> _Saved data entries_:
"""
Issue #1106, opened 2025-03-30
Cannot install Ileaps in Autopsy


Maselia464:
I cannot install Ileaps in autopsy there is no option or documentation for it ?

Can you update it ?

stark4n6:
@markmckinnon do you have documentation for Autopsy to work with the LEAPPs? We may also have to update the executables at some point too

Johann-PLW:
@Maselia464 

Both iLEAPP and ALEAPP are already installed in Autopsy, but the default versions are rather old.
If you want to use the latest version of iLEAPP, download the [binary for Windows](https://github.com/abrignoni/iLEAPP/releases) **ileapp-v2.x.x-Windows.zip** and unzip it.
Then copy the new unzipped **ileapp.exe** file into Autopsy installation folder (i.e.: C:\Program Files\Autopsy-4.22.0\autopsy\iLeapp) to replace the older one.
Then, in Autopsy, you can run the iLEAPP ingest module to decode iOS artifacts.

But Autopsy's GUI only displays a few of the results of iLEAPP's processing. The complete iLEAPP's report is available in the `report`folder in your case directory.

JamesHabben:
closing with instructions to address issue. 

@Maselia464 feel free to reopen if you need further help

PR #2027, opened 2026-08-23
Keep case-variant evidence files when the report volume folds case

### LINKED ISSUE #1948: Seeker overwrites evidence files whose paths differ only in case, so one file is silently lost from the report
## What happens

`FileSeekerDir.search()` builds the report-data destination from the source path and copies
into it with no check for an existing, differently-sourced occupant:

- [`search_files.py:345`](https://github.com/abrignoni/iLEAPP/blob/1b55104f69e91e3f569392cb8f3dcb9649fd3c90/scripts/search_files.py#L345) (destination built from the source path)
- [`search_files.py:348`](https://github.com/abrignoni/iLEAPP/blob/1b55104f69e91e3f569392cb8f3dcb9649fd3c90/scripts/search_files.py#L348) (the guard is keyed by SOURCE path)
- [`search_files.py:354`](https://github.com/abrignoni/iLEAPP/blob/1b55104f69e91e3f569392cb8f3dcb9649fd3c90/scripts/search_files.py#L354) (copy2 overwrites whatever is there)

Two evidence files whose paths differ only in case are two distinct sources, so both pass the
`if item not in self.copied` guard, and both resolve to the **same** destination on a
case-insensitive output volume. The second `copy2` destroys the first. `FileSeekerZip` has the
same shape at [`search_files.py:809`](https://github.com/abrignoni/iLEAPP/blob/1b55104f69e91e3f569392cb8f3dcb9649fd3c90/scripts/search_files.py#L809) (zip extract), and `FileSeekerTar` at its own write.

`FileSeekerItunes` has the same shape at its own `copy2` call, and `FileSeekerFile` at its single-file copy.

This is not hypothetical. An iOS extraction can contain both `com.apple.MobileSMS.plist` and
`com.apple.mobileSMS.plist` in one directory as two different files with different contents:
**6 of 20** local iOS corpora carry exactly that pair, from iOS 14.3 through 26.5.2, so the
acquired filesystem clearly preserved both. Windows and stock macOS report volumes are
case-insensitive, so that pair collides on extraction for most users.

## Why it matters for a forensic report

Two consequences, both confirmed by running the real seekers:

1. **The losing file's bytes are gone.** Only one file survives under `data/`, so the report
   preserves one of the two and silently drops the other. Which one survives depends on
   directory or archive member order, which the acquisition tool decides.

2. **A row's source path can point at a file that does not contain what the row reports.**
   An artifact that reads each file before the next copy overwrites it gets the correct
   values, but the preserved copy at the path shown in the report then holds the *other*
   file's contents. An examiner who opens the cited path sees something that does not support
   the row. That is a defensible-evidence problem, not a cosmetic one.

There is a third, quieter effect: `self.file_infos` ends up with two entries whose keys differ
only in case but which `stat()` to the same inode, carrying two different claimed source paths
and two different timestamps. Those timestamps reach examiner-facing output.

## Reproducing it

Any two files differing only in case will do. On macOS, note the default volume is
case-insensitive, so stage the *input* on a case-sensitive one or read from a zip:

```python
import zipfile, plistlib
PREF = "private/var/mobile/Library/Preferences/"
with zipfile.ZipFile("ev.zip", "w") as zf:
    zf.writestr(PREF + "com.apple.MobileSMS.plist", plistlib.dumps({"SSKeepMessages": 365}))
    zf.writestr(PREF + "com.apple.mobileSMS.plist", plistlib.dumps({"Other": True}))
```

Point a seeker at it with the report folder on a case-insensitive volume, search for both
names, then list the data folder: one file, and both returned paths `stat()` to the same
inode.

## Suggested direction, for whoever owns the core

This is core code and the LEAPPs treat core changes as opt-in, so I have not touched it. The
shape of a fix, for discussion rather than as a proposal to merge:

- Probe the data folder's real case behaviour once per seeker at construction (create
  `Aa`/`aA` and see whether two files result) rather than inferring it from
  `os.path.normcase`, which reports the *platform's* convention and not the *volume's*.
- When a destination is already claimed by a different source, disambiguate it rather than
  overwriting, and record the mapping so the report's source path stays truthful.
- Whatever is chosen wants to land in all five cores together, since the code is duplicated.

## Related

An artifact-level workaround exists for the one case found so far: read each match before
searching for the next, so a file is read before the next copy can overwrite it. That is what
https://github.com/abrignoni/iLEAPP/pull/1946 does for `messageRetention` (merged). It fixes
the reported values; it does **not** fix the preserved copies, which is why this issue is
still worth having.

A separate open PR, https://github.com/abrignoni/iLEAPP/pull/1947, adds a CI guard that stops
an artifact *declaring* two `paths` patterns differing only in case. That is a different
problem with the same root cause, and the guard does nothing about the seeker.

## Same issue in the sibling cores

`scripts/search_files.py` is duplicated across the five extractors and every copy has
this shape, so a fix wants levelling. Filed separately so each repo's maintainers see it:

- ALEAPP: https://github.com/abrignoni/ALEAPP/issues/1106
- DLEAPP: https://github.com/abrignoni/DLEAPP/issues/74
- RLEAPP: https://github.com/abrignoni/RLEAPP/issues/416
- VLEAPP: https://github.com/abrignoni/VLEAPP/issues/131

forest-savage1234:
# Keep case-variant evidence files when the report volume folds case

Same dest-guard as the sibling LEAPP seekers. Seeker only. Not an artifact. Please land this with the other three so the seekers stay level.

- [iLEAPP #1948](https://github.com/abrignoni/iLEAPP/issues/1948) / [PR #2027](https://github.com/abrignoni/iLEAPP/pull/2027) (this PR)
- [ALEAPP #1106](https://github.com/abrignoni/ALEAPP/issues/1106) / [PR #1199](https://github.com/abrignoni/ALEAPP/pull/1199)
- [VLEAPP #131](https://github.com/abrignoni/VLEAPP/issues/131) / [PR #140](https://github.com/abrignoni/VLEAPP/pull/140)
- [RLEAPP #416](https://github.com/abrignoni/RLEAPP/issues/416) / [PR #430](https://github.com/abrignoni/RLEAPP/pull/430)

Closes abrignoni/iLEAPP#1948.

## Summary

`self.copied` is keyed by the source path. The report destination is built from that path. On a case-insensitive report volume, `com.apple.MobileSMS.plist` and `com.apple.mobileSMS.plist` are two sources and one destination. The second write silently destroys the first.

This PR does only the seeker dest-guard named on the issue:

1. Probe the data folder's real case behaviour once per seeker (create `Aa` / `aA`; do not trust `os.path.normcase`).
2. When a destination is already claimed by a different source, write to `name~caseN.ext` instead of overwriting.
3. Return and record that path so `file_infos` and the artifact's source path stay truthful.

## Validation

Earlier local check on a case-sensitive ext4 volume (dest names folded to stand in for Windows / stock macOS): two sources plus one folded dest left one file. The dest-guard kept both; the second dest is `*~case2.plist`. The volume probe left no leftover probe names. This is not an artifact change, so the artifact report checkers were not run.

## Files

1. `scripts/search_files.py` (seeker dest-guard only)

Touched write sites: FileSeekerDir, FileSeekerItunes, FileSeekerTar, FileSeekerZip, FileSeekerFile.

## Out of scope

- Artifact parsers
- iLEAPP #1947 path-tuple CI guard
- DLEAPP #74
- Changing `os.path.normcase` matching of search patterns
- RLEAPP #194 FileSeekerItunes port

## How to review

On a case-insensitive report volume, search a zip that holds both `com.apple.MobileSMS.plist` and `com.apple.mobileSMS.plist`. `data/` should keep two files (the second named `*~case2.plist`). Case-sensitive volumes should be unchanged: the probe sees two files and never mints `~caseN`.

I am a volunteer. Thank you for the time. I am trying to become more useful on this work, so I welcome a critical look. If this is the wrong cut, or you want me to stand down, say so and I will recut from notes.

### DIFF
--- a/admin/test/scripts/test_seeker_case_collision.py
+++ b/admin/test/scripts/test_seeker_case_collision.py
@@ -1,0 +1,293 @@
+"""Pin the seeker's dest-guard for case-variant evidence files (issue #1948).
+
+An iOS extraction can hold com.apple.MobileSMS.plist and com.apple.mobileSMS.plist
+in one directory as two different files. On a case-insensitive report volume both
+sources fold to one destination under data/, and before the guard the second copy
+silently destroyed the first, so the preserved file at a cited path could hold the
+other file's bytes.
+
+The guard writes the colliding copy to name~case-<tag>.ext instead, where the tag
+is derived from the evidence-relative source path. These tests pin three
+properties: both byte streams survive, the alternate name is a pure function of
+the source (stable across re-searches, seeker instances and force=True), and
+directory members never mint a tagged twin.
+
+The claims logic folds keys only when the data folder's volume folds case, which
+CI runners may not. Tests that need folding force the seeker's probed flag, which
+exercises the identical code path on any filesystem.
+"""
+import hashlib
+import os
+import pathlib
+import shutil
+import sys
+import tempfile
+import unittest
+import zipfile
+from functools import lru_cache
+
+REPO_ROOT = pathlib.Path(__file__).resolve().parents[3]
+sys.path.insert(0, str(REPO_ROOT))
+
+from scripts.search_files import (  # pylint: disable=wrong-import-position
+    FileSeekerZip, _case_variant_digest, _disambiguated_data_path,
+    _probe_volume_case_insensitive)
+import scripts.search_files  # pylint: disable=wrong-import-position
+
+PREF = 'private/var/mobile/Library/Preferences/'
+UPPER = PREF + 'com.apple.MobileSMS.plist'
+LOWER = PREF + 'com.apple.mobileSMS.plist'
+UPPER_CONTENT = b'upper spelling bytes'
+LOWER_CONTENT = b'lower spelling bytes'
+PATTERN = '*/mobile/Library/Preferences/com.apple.[Mm]obileSMS.plist'
+
+
+def _expected_tag(member):
+    return hashlib.sha256(member.encode('utf-8')).hexdigest()[:8]
+
+
+def _tree_files(base):
+    found = {}
+    for root, _dirs, files in os.walk(base):
+        for name in files:
+            full = os.path.join(root, name)
+            with open(full, 'rb') as fin:
+                found[os.path.relpath(full, base).replace(os.sep, '/')] = fin.read()
+    return found
+
+
+class TestDisambiguatorUnit(unittest.TestCase):
+    """The claims logic, exercised directly with both volume behaviours."""
+
+    def setUp(self):
+        self.tmpdir = tempfile.mkdtemp()
+
+    def tearDown(self):
+        shutil.rmtree(self.tmpdir, ignore_errors=True)
+
+    def _dest(self, name):
+        return os.path.join(self.tmpdir, name)
+
+    def test_case_sensitive_volume_keeps_both_plain_names(self):
+        claims = {}
+        first = _disambiguated_data_path(self._dest('A.plist'), 'src/A.plist',
+                                         claims, False)
+        second = _disambiguated_data_path(self._dest('a.plist'), 'src/a.plist',
+                                          claims, False)
+        self.assertEqual(os.path.basename(first), 'A.plist')
+        self.assertEqual(os.path.basename(second), 'a.plist')
+
+    def test_folding_volume_tags_the_second_source(self):
+        claims = {}
+        first = _disambiguated_data_path(self._dest('A.plist'), 'src/A.plist',
+                                         claims, True)
+        second = _disambiguated_data_path(self._dest('a.plist'), 'src/a.plist',
+                                          claims, True)
+        self.assertEqual(os.path.basename(first), 'A.plist')
+        self.assertEqual(os.path.basename(second),
+                         f'a~case-{_expected_tag("src/a.plist")}.plist')
+
+    def test_same_source_returns_the_same_path_every_time(self):
+        claims = {}
+        _disambiguated_data_path(self._dest('A.plist'), 'src/A.plist', claims, True)
+        paths = {_disambiguated_data_path(self._dest('a.plist'), 'src/a.plist',
+                                          claims, True)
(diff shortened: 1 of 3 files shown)


forest-savage1234:
Thank you for the time on this review. This only keeps case-variant evidence files when the report volume folds case.

abrignoni:
Thanks for this one. The direction was right, so rather than a recut round trip I pushed two commits on top of your branch.

What testing it turned up:

1. Repeated searches with force=True minted a new ~caseN copy each time, because the claims table only remembered the base destination. Runs that re-search a pattern grew ~case2, ~case3, ~case4 copies of the same source.
2. messageRetention, the one artifact that feeds a returned basename back into a search pattern, silently lost a row: a tagged basename is not an archive member name, so its per-spelling re-search found nothing. It was also the artifact written to work around this exact bug, so the two had to move together.
3. A zip that stores a directory entry after its contents produced a spurious ~case2 directory, since the parent already existed on disk unclaimed.

The fixes: the alternate name is now derived from a hash of the evidence-relative source path (name~case-<tag>.ext), so the same source maps to the same destination on every search, every run and every machine, with no counter state to get wrong. Directory members skip the guard. messageRetention reads every preserved copy directly and labels each row with the source spelling the seeker recorded, which is simpler than the read-before-the-next-copy dance it needed before.

Validation: messageRetention run through the real ileapp.py on all six registered iOS images that carry both spellings (zip and tar inputs) plus a single-spelling control, main vs fixed, report folder on a case-insensitive volume. Row counts and values identical to main everywhere, both files preserved with distinct hashes on every pair image, and the control run byte-identical. The new suite in admin/test/scripts fails against the old seeker and covers both volume behaviours, name determinism across instances and forced re-searches, directory members, and a simulated Windows normcase. A full-suite before/after run comparison is going now ahead of the merge.

The same fixes are needed on the ALEAPP, VLEAPP and RLEAPP PRs; I will level them there.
"""
> _Exercise brief_: Within the data, count the lines that hold the word "RLEAPP". Answer with the figure and nothing more.

> _Exercise output_: 4